§ **Exercise objective**
From the line with "Two independent bugs" through the final line, transcribe the material below character for character; include no other lines.

-*-*-

PR #21, opened 2026-06-08
feat(run): default OCI image runs to the image's USER

### LINKED ISSUE #16: OCI image USER directive ignored; workloads always run as sandbox/65534
## Symptom

Workloads run as uid 65534 regardless of the image's `USER`:
- `wordpress` (no `USER` -> should be root) ran as 65534 -> `could not open error log file /var/log/apache2/error.log`.
- `bitnami/wordpress` (`USER 1001`) ran as 65534 -> couldn't write its 1001-owned `/opt/bitnami` tree.

## Root cause

The run-as identity is hardcoded to `--sandbox-user`/`--sandbox-uid` (default `sandbox`/`65534`). The image config's `User` field is never read (we honor `Cmd`, `Entrypoint`, `Env`, `WorkingDir`). `lns-init` also injects the synthetic `sandbox` user into the image's passwd, so the supervisor resolves it and drops every workload to 65534.

## Proposed fix

Default the run-as identity to the image's `USER`: empty/unset -> root (OCI/Docker default), numeric -> that uid, named -> the name (supervisor drops to it by passwd lookup). Explicit `--sandbox-user`/`--sandbox-uid` override; imageless/agent runs stay on `sandbox`/65534.

Status: fix prepared locally, pending PR.

jansav:
## Summary

The run-as identity was hardcoded to `--sandbox-user`/`--sandbox-uid` (default `sandbox`/`65534`), and the image config's `User` field was never read (we honor `Cmd`/`Entrypoint`/`Env`/`WorkingDir`). So `wordpress` (no `USER` → should be root) and `bitnami/wordpress` (`USER 1001`) both ran as 65534 and failed to write image-owned dirs.

Default the run-as identity to the image's `USER`: empty/unset → root (OCI/Docker default), numeric → that uid, named → the name (the supervisor drops to it by passwd lookup). Explicit `--sandbox-user`/`--sandbox-uid` still override; imageless/agent runs stay on `sandbox`/65534. Resolution is a pure, host-tested function (`vm::resolve_run_as`).

A named `USER` that the image's `/etc/passwd` doesn't define (and that carries no uid to seed) is a hard boot refusal in lns-init (`MountError::UnresolvableUser`), not a silent fall-through to root — mirroring runc, which rejects such images with `unable to find user`.

Closes #16.


crates/lns-service/src/vm/mod.rs
```diff
@@ -184,6 +187,34 @@ fn image_config_workdir(image_config: Option<&oci_client::config::ConfigFile>) -
...
+            Some(explicit_uid.unwrap_or(DEFAULT_SANDBOX_UID)),
+        );
+    }
+    if imageless {
+        return (DEFAULT_SANDBOX_USER.to_string(), Some(DEFAULT_SANDBOX_UID));
+    }
+    match image_user.map(str::trim).filter(|u| !u.is_empty()) {
+        None => (String::new(), Some(0)),
+        Some(spec) => {
+            let name = spec.split(':').next().unwrap_or(spec);
```
jakolehm: This discards the group component from OCI `USER`, so `USER 1001:0` runs as `1001:1001`, and `USER app:root` runs with `app`'s primary passwd gid instead of the explicitly requested group. Images often rely on group ownership for writable dirs, so this can preserve the same permission failures this PR is trying to fix.

jakolehm (approved):

crates/lns-service/src/vm/mod.rs
jansav: Fixed — `resolve_run_as` now keeps the group component and the guest honors it. A numeric group seeds the user at the requested gid (so `USER 1001:0` runs as `1001:0`, not `1001:1001`), and a named group is resolved against the image's `/etc/group`, overriding the user's primary passwd gid (so `USER app:root` runs with root's gid). An explicitly requested group that is neither numeric nor present in `/etc/group` is now an unresolvable boot error rather than a silent wrong-group run. Added Layer 3 tests for both image-`USER` cases on the host and for the gid resolution + `LENS_RUN_GID` export on the guest. (commit 2e0aa5b)

PR #49, opened 2026-06-10
fix(tray): stack concurrent notifications and show on active Space

jansav:
## Summary

Two independent bugs made the tray approval window unreliable when more than one service was active at once, and on multi-Space macOS setups.

### 1. Concurrent notifications hid each other

The old renderer showed only the **first** pending entry of each kind (first network prompt, first credential prompt, first sign-in card). Every additional concurrent notification from a second service was silently queued behind it — invisible until the user acted on the first.

The renderer is replaced with a `stack_items`-driven scrollable list. Every pending entry across all four kinds (informs, network prompts, sign-ins, credential prompts) gets its own rendered card, stacked top-to-bottom in the window:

-*-*-

§ **Solution for this problem**
Two independent bugs made the tray approval window unreliable when more than one service was active at once, and on multi-Space macOS setups.

### 1. Concurrent notifications hid each other

The old renderer showed only the **first** pending entry of each kind (first network prompt, first credential prompt, first sign-in card). Every additional concurrent notification from a second service was silently queued behind it — invisible until the user acted on the first.

The renderer is replaced with a `stack_items`-driven scrollable list. Every pending entry across all four kinds (informs, network prompts, sign-ins, credential prompts) gets its own rendered card, stacked top-to-bottom in the window:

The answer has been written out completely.